Archer Daniels Midland Co. v. United States

GAJARSA, Circuit Judge,

dissenting.

I respectfully dissent from the majority opinion. My principal disagreement with the majority is that the terms in Heading 3825 are ambiguous. See Majority Op. at 12-13. This is a typical enigmatic classification case. The product at issue here, DOD, can be classified as a residual product under Heading 3825 only if it is “not elsewhere specified or included.” In this case, the majority and ADM note that DOD is classifiable as a chemical product under Heading 3824, but both also contend that DOD is clearly a residual product. That causes a conundrum. If DOD is a chemical product that can be classified under Heading 3824, it is not a residual product that is “not otherwise specified or included” and should not be classified under Heading 3825. Unfortunately, it is not so simplistic because Heading 3824 also contains the language of a basket provision such that DOD is classifiable under Heading 3824 only if it is a chemical product that is “not elsewhere specified or included.”

As noted in the majority opinion, the chemical product and residual product categories relevant here were previously both included under Heading 3824. Heading 3824 was then amended to remove the residual product category and place it under Heading 3825. We must presume that the amendment intended to remove certain types of products from Heading 3824 and place them under Heading 3825, but it is unclear what products were intended to be removed. The question then posed is, what exactly is a residual product that cannot be classified as a chemical product?

Because of this ambiguity, it is proper and helpful to consult the Explanatory Notes (“ENs”) accompanying Headings 3824 and 3825 to interpret those provisions — particularly in light of the uncertainty caused by the overlap in coverage between Headings 3824 and 3825, the unclear purpose of the amendment, and the fact that the ENs do not contradict the language of the headings. See Degussa Corp. v. United States, 508 F.3d 1044, 1047 (Fed.Cir.2007) (explaining that the ENs “are not legally binding but may be consulted for guidance and are generally indicative of the proper interpretation of a tariff provision”); Airflow Tech., Inc. v. United States, 524 F.3d 1287, 1293 (Fed.Cir.2008) (explaining that ENs that contradict unambiguous language of the tariff provision will be accorded no weight).

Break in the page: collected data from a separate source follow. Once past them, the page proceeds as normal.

PR #260, opened 2022-12-01
OCPCLOUD-1743 Reduce amount of machines creation

RadekManak:
This PR reduces the amount of machine creation to the minimum that is required. 
- It moves the "scales up and down while respecting MaxNodesTotal [Slow][Serial]" test own context. Reducing MaxNodesTotal from 12 to 8. Also adds Eventualy for "Ensuring there are 6 machines in the cluster" at the beginning of the test. I hope that this will reduce the flakiness of this test.
- Infra test are grouped into 'When("machineset has x replicas")' contexts that set up the initial machine set replica count
    Tests with changes:
    1. "have ability to additively reconcile taints from machine to nodes" 2 -> 1 machine
    2. In "grow and decrease when scaling different machineSets simultaneously" reduces machineset2 to 2 replicas from 3
    3. "reject invalid machinesets" 2 -> 0 replicas by not using shared setup that created unused machineset as it is only webhook test.
- Reduces the scale from zero replicas from 3 to 2
- "cleanup deletion information after scale down" Reduces workload on machinesets from 3 to 2
- Reduces the spot test machineset replicas from 3 to 1
- Reduces "should return an error when removing required fields from the MachineSet providerSpec" replicas form 1 to 0
- In "should remediate unhealthy nodes" Uses maxUnhealthy instead of maxUnhealthy-1. This allows the test to use just 1 healthy and 1 unhealthy machine. + 1 replacement machine. Instead of 1 unhealthy, 3 healthy machines.

### DIFF
--- a/pkg/autoscaler/autoscaler.go
+++ b/pkg/autoscaler/autoscaler.go
@@ -214,6 +214,8 @@ var _ = Describe("Autoscaler should", framework.LabelAutoscaler, Serial, func() 
 			}, framework.WaitMedium, pollingInterval).Should(BeTrue())
 		})
 
+		// Machines required for test: 2
+		// Reason: This tests checks that autoscaler is able to scale from zero. It requires 2 machines to ensure it scales to the correct number of nodes based on the workload size.
 		It("It scales from/to zero", func() {
 			// Only run in platforms which support autoscaling from/to zero.
 			clusterInfra, err := framework.GetInfrastructure(client)
@@ -238,7 +240,7 @@ var _ = Describe("Autoscaler should", framework.LabelAutoscaler, Serial, func() 
 
 			framework.WaitForMachineSet(client, machineSet.GetName())
 
-			expectedReplicas := int32(3)
+			expectedReplicas := int32(2)
 			By(fmt.Sprintf("Creating a MachineAutoscaler backed by MachineSet %s/%s - min:%v, max:%v",
 				machineSet.GetNamespace(), machineSet.GetName(), 0, expectedReplicas))
 			asr := machineAutoscalerResource(machineSet, 0, expectedReplicas)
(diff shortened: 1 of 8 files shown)


pkg/providers/aws.go
```diff
@@ -121,18 +121,24 @@ var _ = Describe("MetadataServiceOptions", framework.LabelCloudProviderSpecific,
 		})
 	}
 
+	// Machines required for test: 0
```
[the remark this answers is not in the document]
JoelSpeed: NVM I see what's happening

pkg/autoscaler/autoscaler.go
```diff
@@ -279,6 +281,9 @@ var _ = Describe("Autoscaler should", framework.LabelAutoscaler, Serial, func()
 			}, framework.WaitLong, pollingInterval).Should(BeTrue())
 		})
 
+		// Machines required for test: 4
+		// Reason: Needs to scale down to minReplicas = 1. Scales 1 -> 2 -> 1. Uses 2 machineSets => 4 machines.
+		// This test copies reproduction steps for a a bug. I have not found a reason why it uses two machineSets. Should be moved to periodic.
```
elmiko, line 286: we could probably reduce this to a single machineset. it seems like the main thing we are testing here is that the deletion taint is added to the machine properly.

elmiko (commented):
this looks really great to me @RadekManak , nice work!

imo, we could reduce the deletion cleanup test down to a single machineset.

pkg/autoscaler/autoscaler.go
RadekManak: Wasn't sure if there was any special interaction with two machine sets. If you feel it will still test what it should, then I am happy with changing it too. Changed it to use single machineset.

RadekManak:
- Changed the "cleanup deletion information after scale down [Slow]" test to use only one machineSet instead of two.
- Fixed machine update not being retried on conflict in one test.

pkg/autoscaler/autoscaler.go
```diff
@@ -279,145 +281,218 @@ var _ = Describe("Autoscaler should", framework.LabelAutoscaler, Serial, func()
...
+						return true, nil
+					}
+					if _, exists := m.ObjectMeta.Annotations[machineDeleteAnnotationKey]; exists {
 						return false, nil
 					}
-				}
-				return true, nil
-			}, framework.WaitLong, pollingInterval).Should(BeTrue())
+					return true, nil
+				}, framework.WaitMedium, pollingInterval).Should(BeTrue())
```
elmiko, line 354: just curious why this was switched to a `WaitMedium` instead of `WaitLong`

elmiko (commented):
generally looks good to me, just a question

pkg/autoscaler/autoscaler.go
RadekManak: It was not. This is just confusing diff. There are three eventually blocks next to each other. The first uses WaitLong and the other two use WaitMedium.

elmiko: ack, thanks!

elmiko (commented):
/lgtm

In this ease, the ENs are particularly helpful in resolving the ambiguity. The EN for Heading 3825 lists five items that are “residual products of the chemical or allied industries, not elsewhere specified or included”: alkaline iron oxide, residues from the manufacture of antibiotics, am-moniacal gas liquors, spent oxide, and residues from the processing of power plant combustion off-gases. In contrast, the relevant EN for the chemical products category under Heading 3824 lists broad categories of merchandise — not specific products. Although I disagree with the Court of International Trade’s determination that the residual products category of Heading 3825 is limited to only those products listed in the EN, I note that ADM failed to establish that DOD is anything like the products listed in that EN. In contrast, the EN accompanying Heading 3824 makes clear that Heading 3824 includes DOD. First, the EN clarifies that byproducts, such as DOD, are included in *1319that heading. Second, the EN makes clear that Heading 3824 was intended to cover many products because it lists broad categories of products and includes “[chemical] products whose composition is not chemically defined,” such as DOD.

It was ADM’s burden to establish that DOD is classifiable under Heading 3825, and for the reasons stated above, I believe ADM failed to meet its burden. In addition, both Customs and the Court of International Trade carefully considered this issue and wrote well-reasoned opinions explaining why DOD is not classifiable under Heading 3825, and I would give Skidmore deference to the portions of those opinions that comport with the analysis articulated above. Thus, I would affirm the decision of the Court of International Trade.